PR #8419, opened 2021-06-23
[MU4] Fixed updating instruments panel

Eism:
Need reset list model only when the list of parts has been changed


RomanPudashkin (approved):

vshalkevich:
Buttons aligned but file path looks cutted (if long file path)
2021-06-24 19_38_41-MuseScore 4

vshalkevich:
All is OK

#####

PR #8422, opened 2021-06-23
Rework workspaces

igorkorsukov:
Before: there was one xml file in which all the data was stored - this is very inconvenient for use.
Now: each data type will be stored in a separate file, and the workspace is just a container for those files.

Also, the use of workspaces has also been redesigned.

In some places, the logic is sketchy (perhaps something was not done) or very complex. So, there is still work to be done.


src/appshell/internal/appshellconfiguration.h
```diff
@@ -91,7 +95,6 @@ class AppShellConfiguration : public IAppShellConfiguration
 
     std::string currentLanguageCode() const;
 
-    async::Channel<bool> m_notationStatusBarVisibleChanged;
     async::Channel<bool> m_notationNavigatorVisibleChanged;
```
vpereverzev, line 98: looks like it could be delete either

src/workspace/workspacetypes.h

#####

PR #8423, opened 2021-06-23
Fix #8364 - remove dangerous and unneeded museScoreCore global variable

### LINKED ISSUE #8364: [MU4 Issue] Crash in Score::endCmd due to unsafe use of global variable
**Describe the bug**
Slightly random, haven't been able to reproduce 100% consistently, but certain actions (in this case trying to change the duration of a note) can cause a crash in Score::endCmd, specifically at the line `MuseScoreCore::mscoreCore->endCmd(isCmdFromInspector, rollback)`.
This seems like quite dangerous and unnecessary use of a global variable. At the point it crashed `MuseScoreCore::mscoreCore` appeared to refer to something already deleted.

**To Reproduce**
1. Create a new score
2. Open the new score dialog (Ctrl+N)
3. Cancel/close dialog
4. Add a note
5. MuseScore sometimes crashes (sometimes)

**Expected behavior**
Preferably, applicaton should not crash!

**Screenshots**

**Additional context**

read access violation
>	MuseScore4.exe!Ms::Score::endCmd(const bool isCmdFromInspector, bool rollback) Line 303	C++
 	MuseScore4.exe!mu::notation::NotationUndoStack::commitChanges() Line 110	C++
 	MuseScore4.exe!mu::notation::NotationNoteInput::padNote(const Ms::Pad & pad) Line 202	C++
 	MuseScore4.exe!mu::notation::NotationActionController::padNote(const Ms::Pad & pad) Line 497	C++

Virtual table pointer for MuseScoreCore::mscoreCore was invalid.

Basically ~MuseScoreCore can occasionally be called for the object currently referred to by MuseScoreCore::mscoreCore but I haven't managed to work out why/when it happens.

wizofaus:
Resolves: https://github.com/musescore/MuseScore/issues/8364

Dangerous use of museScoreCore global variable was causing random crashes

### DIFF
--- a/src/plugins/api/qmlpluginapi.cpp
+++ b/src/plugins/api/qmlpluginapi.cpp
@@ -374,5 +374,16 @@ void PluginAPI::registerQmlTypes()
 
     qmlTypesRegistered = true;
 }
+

#####

From the entries, work out how many lines include the word "looks", answering with the number only.

2